Got all that?  Good.  Make some pictures.  :-)

How to create new baselines

The "in-place" method:

   Get this.  A VCC is really just a special kind of VCR!  But it's a
   VCR which represents the *whole state* of a configuration.  Just
   like a normal VCR, the VCC's "DAV:checked-in" property points to a
   baseline, which just a special kind of VR.

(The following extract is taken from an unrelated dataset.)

PR #1013, opened 2022-09-23
QoL improvements / hotkeys

Root-Core:
- [Reworked playback speed functionality](https://github.com/owncloud/music/commit/638cb5d14c4be31b3849caf39cd724bf591898b3)
- [QoL improvements / hotkeys](https://github.com/owncloud/music/commit/31c75bb5848bce1d6e16631d6fc9645d39825d9a)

   That means you can do a CHECKOUT of the VCC in-place... then tweak
   the configuration to point to a new set of VR's... then CHECKIN the
   VCC.  Poof, a new baseline is created which captures your new
   configuration state.  And the VCC now points to that new baseline.

The "working resource" method:   

   Okay, so a baseline is a special kind of VR.  Fine, so we do a
   CHECKOUT of it, and get a "working baseline", which a special kind
   of WR.  

   Now, assuming you're using this method all around, you checkout the
   configuration's various VRs as WRs, modify the WRs, and check them
   back in to create new VRs.  Finally, you CHECKIN the working
   baseline, which creates a new baseline that captures the state of
   the configuration.  (The working baseline isn't something you tweak
   directly;  it's more like a token used at CHECKIN time.)

How Merging Works... at least for SVN.

The deltaV MERGE command is very fancy.  It tracks merge ancestors in
properties, and sets flags for clients to manually resolve conflicts
on the server.

Subversion uses MERGE in a simpler way:

  1. We checkout a bunch of VRs into an activity, and patch them as a
     bunch of WRs.

  2. We checkout a "working baseline" into the activity, from whatever
     baseline represents the HEAD svn revision.

  3. We issue a MERGE request with the activity as the source.

     By definition, this causes the whole activity to be
     auto-checked-in.  First each WR in the activity is checked-in,
     causing the configuration to morph.  Then the working-baseline in
     the activity is checked-in, which creates a new baseline that
     captures the configuration state.

Of course, mod_dav_svn doesn't actually do all the checkin stuff;  but
what's important is that the *result* of the MERGE is exactly as IF
all this stuff had happened.  And that's all that matters.